→ **Exercise description**:
Below are some records; output exactly the lines from the line with "- monitor configuration" to the line with "- Conversion of", both ends kept, and nothing more.

→ **Material provided**:
■ ■ ■ ■

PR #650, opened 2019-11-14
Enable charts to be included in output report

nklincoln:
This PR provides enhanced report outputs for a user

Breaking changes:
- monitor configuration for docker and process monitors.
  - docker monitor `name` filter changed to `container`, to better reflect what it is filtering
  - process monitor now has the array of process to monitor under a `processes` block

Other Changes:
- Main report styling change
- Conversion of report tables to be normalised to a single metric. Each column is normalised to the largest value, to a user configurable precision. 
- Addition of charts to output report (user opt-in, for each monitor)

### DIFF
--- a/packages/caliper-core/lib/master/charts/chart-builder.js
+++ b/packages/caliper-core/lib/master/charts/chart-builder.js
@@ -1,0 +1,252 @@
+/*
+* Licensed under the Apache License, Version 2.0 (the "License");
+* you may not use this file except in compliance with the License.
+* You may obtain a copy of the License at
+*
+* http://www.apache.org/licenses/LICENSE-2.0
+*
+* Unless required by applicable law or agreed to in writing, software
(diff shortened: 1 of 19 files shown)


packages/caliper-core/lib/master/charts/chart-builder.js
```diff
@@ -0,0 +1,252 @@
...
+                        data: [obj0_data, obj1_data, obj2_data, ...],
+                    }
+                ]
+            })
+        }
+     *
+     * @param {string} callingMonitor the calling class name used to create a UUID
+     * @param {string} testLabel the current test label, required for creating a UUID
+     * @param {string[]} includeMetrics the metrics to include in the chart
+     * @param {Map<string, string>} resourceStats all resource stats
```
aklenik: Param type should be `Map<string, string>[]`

■ ■ ■ ■

→ **Solution to the exercise**:
- monitor configuration for docker and process monitors.
  - docker monitor `name` filter changed to `container`, to better reflect what it is filtering
  - process monitor now has the array of process to monitor under a `processes` block

Other Changes:
- Main report styling change
- Conversion of report tables to be normalised to a single metric. Each column is normalised to the largest value, to a user configurable precision. 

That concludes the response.